EXERCISE GOAL
Copy out the lines below that hold the word "MichalTarnacki".

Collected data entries
· · · · · · ·
PR #932, opened 2026-07-03
fix(deps): apply security fixes to td-shim-AzCVMEmu

MichalTarnacki:
|---|---|---|---|---|---|---|
| 1 | Low | tdcall_servtd_rebind_approve indexes target_td_uuid/token without length check | <entry> -> tdcall_servtd_rebind_approve | Use .get(..) and return Err on short slices. | weakness | The defect is real; the emulated tdcall_servtd_rebind_approve indexes target_td_uuid[0..3] and run copy_from_slice(&rebind_session_token[..32]) with no length check, so a slice shorter than 4 u64 or 32 bytes panics (CWE-248). But it is not an exploitable true positive. This is AzCVMEmu emulation code, outside the production TDX TCB — in the shipped product this call is a hardware TDCALL, and the production wrapper in tdx.rs:952-958 already validates both lengths (target_td_uuid.len() != 4 \|\| rebind_session_token.len() != REBIND_SESSION_TOKEN_SIZE) and returns Err before any indexing. |
| 2 | Medium | free_shared_pages: Box::from_raw with caller-supplied num  --  Layout mismatch + ov | <entry> -> free_shared_pages | Store original Layout alongside allocation; dealloc with that. Return Err on overflow. | weakness | Split the finding into its two claims. The "panic on huge num" via checked_mul(num).expect() is a false positive: num is never attacker-chosen. It is derived internally as dma_size / PAGE_SIZE, and dma_size = align_up(buf.len()) where buf.len() is hard-capped at MAX_VSOCK_PKT_DATA_LEN (64 KiB) by the enqueue guard, so num ≤ 16 and 0x1000 * 16 cannot overflow usize. The huge-num path is mathematically unreachable.<br><br>The "Layout mismatch → heap UB" half is a real defect but only a weakness, not the T1/MUST-FIX it is labeled. Reconstructing the dealloc Box from the caller's num instead of the recorded allocation size is a genuine footgun in an unsafe fn, but it only bites if some caller frees with a different count than it allocated. No in-tree caller does that — every path (the vsock Allocator, and virtio_pci storing dma_size and freeing with dma_size / PAGE_SIZE) is self-consistent. Crucially, the VMM does not control the free num; it controls bounded packet contents/lengths, while the page count is internal allocation bookkeeping. So the "directly reachable from untrusted VMM / oob_write" tag is overstated. This is also emulation-only code (td-payload-emu), outside the production TDX TCB. |
| 3 | Low | register_interrupt_callback truncates usize vector to u8 | <entry> -> register_interrupt_callback | Change parameter type to u8 or assert vector<256. | weakness | The vector parameter is always supplied by MigTD's own code (hardcoded interrupt vector constants passed to register_interrupt_callback), not by any external or VMM-controlled input. The truncation from usize to u8 is only dangerous if a caller passes a value ≥ 256, which no current caller does. The guard converts a hypothetical future misuse into a clean error return rather than silent index wraparound, but today the dangerous path is unreachable — making this defense-in-depth hardening, not remediation of an exploitable vulnerability. |

### DIFF
--- a/deps/td-shim-AzCVMEmu/td-payload-emu/src/arch/idt/mod.rs
+++ b/deps/td-shim-AzCVMEmu/td-payload-emu/src/arch/idt/mod.rs
@@ -5,6 +5,8 @@
 use interrupt_emu as intr;
 pub use intr::InterruptStack;
 
+const IDT_ENTRY_COUNT: usize = u8::MAX as usize + 1;
+
 #[derive(Copy, Clone)]
 pub struct InterruptCallback(fn(&mut InterruptStack));
 
@@ -18,6 +20,10 @@ impl InterruptCallback {
 }
 
 pub fn register_interrupt_callback(vector: usize, cb: InterruptCallback) -> Result<(), ()> {
+    // Validate vector fits in u8 for the IDT registry.
+    if vector >= IDT_ENTRY_COUNT {
+        return Err(());
+    }
     // Store raw fn into interrupt-emu registry
     intr::register(vector as u8, cb.0);
     Ok(())
--- a/deps/td-shim-AzCVMEmu/td-payload-emu/src/mm/shared/mod.rs
+++ b/deps/td-shim-AzCVMEmu/td-payload-emu/src/mm/shared/mod.rs
@@ -4,9 +4,17 @@
 // SPDX-License-Identifier: BSD-2-Clause-Patent
 
 use alloc::boxed::Box;
+use alloc::collections::BTreeMap;
 use alloc::vec::Vec;
+use spin::Mutex;
 
 const PAGE_SIZE: usize = 0x1000;
+
+/// Records the exact byte size allocated for each shared-page address so that
+/// `free_shared_pages` deallocates with the original `Layout` rather than one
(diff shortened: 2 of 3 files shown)


deps/td-shim-AzCVMEmu/td-payload-emu/src/arch/idt/mod.rs
```diff
@@ -18,6 +18,10 @@ impl InterruptCallback {
 }
 
 pub fn register_interrupt_callback(vector: usize, cb: InterruptCallback) -> Result<(), ()> {
+    // Validate vector fits in u8 (IDT has 256 entries)
+    if vector >= 256 {
```
sgrams: can you please replace with a define instead of hardcoding magic number?

sgrams (changes requested):

deps/td-shim-AzCVMEmu/td-payload-emu/src/arch/idt/mod.rs
MichalTarnacki: fixed

sgrams (approved):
· · · · · · ·
RESULT OF THIS EXERCISE
MichalTarnacki:
MichalTarnacki: fixed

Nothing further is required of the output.